# Children of Darrowmere - Rajaxx PvP



## Terhi (20. Oktober 2006)

Children of Darrowmere

 Vor nicht allzu langer Zeit gab es einen Verlassenen, der sich in die Schule der Geissel Scholomance einschleusste, versuchte sie niederzubrennen und bei dem Versuch nicht im Feuer zu verbrennen, wohl ums Leben kam. Es wird vermutet, dass seine Leiche irgendwo auf dem Grunde des Sees liegt. Gefunden wurde sie jedoch nie. Über diesen Verlassenen ist nur sehr wenig bekannt, wir wissen nicht ob er Familie hatte und wir kennen auch seinen Namen nicht, doch er soll uns als Symbol des Wiederstands dienen, des Wiederstands gegen die Geissel, die Allianz, die Brennende Legion und gegen alle anderen die der Horde und ihren Söhnen und Töchtern schaden wollen. Aus diesem Grund entstanden die Children of Darrowmere. Sie gedenken immer noch an jenen Namenlosen, der sein Leben gegeben hat um die Horde zu schützen..

Zum Administrativen Teil:

Wir, Abalam & Arazjal, erheben keinerlei Anspruch auf die Gildenführung! Behalten uns jedoch vor zu entscheiden wer dazu fähig ist die Gilde zu leiten und wer nicht.

Ferner können wir nicht mit einem Teamspeak Server dienen, wären also froh wenn sich jemand dem ein solcher zur Verfügung steht, bereit erklären würde einen zu stellen.
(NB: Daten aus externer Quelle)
PR #2344, opened 2026-08-05
refactor(create): replace hand-rolled copy helpers with fs.cpSync

jong-kyung:
## Description

Replaces the hand-written recursive `copy()`/`copyDir()` helpers in `packages/cli/src/create/utils.ts` with a single `copyDir()` wrapper over `fs.cpSync(src, dest, { recursive: true, dereference: true })`.

- `copy()` had no external callers, so it is removed. All three call sites (`templates/bundled.ts`, `templates/generator.ts`, `templates/monorepo.ts`) only use `copyDir` and are unchanged.
- `dereference: true` preserves the previous behavior, because the old implementation used `statSync` which follows symlinks.
- Overwrite behavior and parent directory creation match the previous implementation via `cpSync` defaults.
- `fs.cpSync` is available across the package's supported Node range (`^20.19.0 || ^22.18.0 || >=24.11.0`).

## Validation

- `tsc --noEmit` on `packages/cli` passes.
- No remaining imports of the removed `copy` export.

### DIFF
--- a/packages/cli/src/create/utils.ts
+++ b/packages/cli/src/create/utils.ts
@@ -39,23 +39,10 @@ export function shouldConfigureEditorsForCreate({
   return hasExplicitEditorOptIn(editor);
 }
 
-// Helper functions for file operations
-export function copy(src: string, dest: string) {
-  const stat = fs.statSync(src);
-  if (stat.isDirectory()) {
-    copyDir(src, dest);
-  } else {
-    fs.copyFileSync(src, dest);
-  }
-}
-
+// Helper function for file operations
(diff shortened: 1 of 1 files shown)


jong-kyung:
@codex review

jong-kyung:
I expected `fs.cpSync` with `dereference: true` to be a drop-in replacement, but I reproduced [the issue](https://github.com/voidzero-dev/vite-plus/pull/2344#discussion_r3720364687) locally:nested symlinks are preserved as symlinks instead of being dereferenced. Keeping the hand-rolled recursion is the simpler outcome here, so I'm closing this PR.

PR #2349, opened 2026-08-05
feat: remove VP_HOME and default installers to the split XDG layout

### LINKED ISSUE #827: use xdg config
### Description

config is created in $HOME/.vite-plus

### Suggested solution

it should respect xdg configuration and create config in xdg defined paths. e.g. $HOME/.config

### Alternative

_No response_

### Additional context

_No response_

### Validations

forehalo:
Stacked on #2346 — only the top 4 commits are new. Close #827 on merge of this stack.

## Summary

Flips fresh installs to the split XDG layout and removes the `VP_HOME` variable, completing #827. Existing installs are untouched: a legacy monolithic root is still detected (executable self-location, `PATH` inference, or an existing `~/.vite-plus`) and keeps working byte-for-byte.

### Commit 1: remove `VP_HOME`

The CLI no longer reads `VP_HOME`. Custom-location installs are located without it via executable self-location (`<root>/current/bin/vp`, covering IDE and trampoline launches), legacy `PATH` inference, and the grandfathered `~/.vite-plus` check. The Windows trampoline and `vp_installer` stop setting it.

### Commit 2: split-aware detection, env scripts, implode, installer core

- `dirs.rs`: detection now distinguishes legacy from split installs via a `DetectedLayout` enum — a `<X>/current/bin/vp` shape classifies as legacy when `<X>/bin/vp` exists, otherwise as a split install whose data dir is `X` (pinning data to the running binary's payload). `PATH` inference canonicalizes `vp` entries through the same shape check.
- Generated `env`/`env.fish`/`env.nu`/`env.ps1` no longer export `VP_HOME`; they only prepend the resolved bin dir. `vp-use.cmd` gains the split fallback path.
- The Windows trampoline locates `vp.exe` at `../current/bin` (legacy) or `../data/current/bin` (split).
- `vp implode` removes the split layout: data/config/state/cache dirs plus only the vp-owned shim names from the bin dir — a shared `~/.local/bin` and foreign files are never touched. Profile stripping catches the env-scripts dir in both layouts.
- `vp_installer` resolves an `InstallLayout` from `Dirs`, creates the bin wrapper in the resolved bin dir, and prints split-aware guidance. Explicit `--install-dir`/`VP_HOME` still selects the legacy layout.

### Commit 3: installers default to the split layout

- `install.sh`/`install.ps1`: fresh installs place versions + `current` under the data dir (`~/.local/share/vite-plus`, `%LOCALAPPDATA%\vite-plus\data`), the `vp` wrapper and shims in the bin dir (`~/.local/bin`, `%LOCALAPPDATA%\vite-plus\bin`), and env scripts in the config dir (`~/.config/vite-plus`, `%APPDATA%\vite-plus`). Explicit `VP_HOME` or an existing `~/.vite-plus` keeps the legacy layout, so re-running the installer upgrades existing installs in place. Relative XDG values are ignored per spec.
- Dockerfile drops `VP_HOME` and uses the split layout.
- Docs describe the split layout as the fresh-install default and `VP_HOME` as an installer-only override.

### Commit 4: snapshot fixtures

- The runner provisions the complete legacy shape (`bin/vp` alongside `current/bin/vp`) so detection classifies case homes as legacy installs.
- Two fixtures that pointed at isolated installs via per-step `VP_HOME` now model the same isolation with real on-disk layouts driven through their own binaries (self-location).
- The git-hooks migration snapshot picks up PR #2346's new hook-script PATH fallback chain.

## Migration impact

- Existing `~/.vite-plus` installs: zero impact (grandfathered; detection is byte-identical in behavior).
- Custom `VP_HOME` installs: keep working — the running binary self-locates from its own path. The variable itself is ignored by the CLI and no longer exported by generated env scripts.
- Fresh installs: land in the split layout; `~/.local/bin` is the only PATH entry needed.

## Validation

- `cargo check`/`clippy --workspace --all-targets`: zero warnings; `cargo fmt` clean
- `cargo test` on all touched crates: green
- PTY snapshot suite: 622/622 cases pass locally (including two rewritten fixtures and the browser-mode case)


forehalo:
Consolidated into #2346 — the stack is now a single PR: the Dirs abstraction commit plus the squashed installer-cutover commit (with VP_HOME kept as DEPRECATED_VP_HOME instead of removed outright).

Die Gilde ist PvP sowie PvE orientiert. Keiner wird gezwungen an Irgendetwas teilzunehmen (Stammgruppen, Raids). Jedoch werden wir wahrscheinlich keine Raids nach Molten Core (oder „höher“, sprich BWL AQ NAXX) unternehmen, da dazu einfach die nötige Vorbereitung und Zeit fehlt, und die meisten wohl erst nach dem Erscheinen des Addons Stufe 60 erreichen werden. Wer jedoch gerne Raids unternehmen will dem sei das natürlich freigestellt, ob mit einer anderen Gilde oder Gildenintern, wir werden jedoch keine Raids  im jetzigen Endgamecontent organisieren, dass muss dann von den Betreffenden ausgehen.

Also wenn euch die Geschichte gefallen und ihr Interesse an einer (so wie aktuell aussieht) einzigartigen Gilde auf dem Server Rajaxx (PvP) habt, dann whispert uns einfach ingame an oder postet hier im Forum.  Auch wenn ihr noch Fragen, Anregungen oder Tipps bezüglich der Gilde habt, scheut euch nicht uns zu kontaktieren (ob im Forum oder ingame).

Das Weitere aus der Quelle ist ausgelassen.